| TASK DIRECTIONS |
The answer must consist of every line in the records that contains the word "IMRU".

BEGIN SUPPLIED MATERIAL

PR #1339, opened 2017-07-20
[REEF-1585] Fix CoreCLR issues in Org.Apache.REEF.IMRU

rogancarr:
This addressed the issue by
  * Changing all uses of RemotingException references to standard error classes
  * Doing the same in all other solutions that interact with Org.Apache.REEF.IMRU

END SUPPLIED MATERIAL

| WRITTEN SOLUTION |
[REEF-1585] Fix CoreCLR issues in Org.Apache.REEF.IMRU
  * Doing the same in all other solutions that interact with Org.Apache.REEF.IMRU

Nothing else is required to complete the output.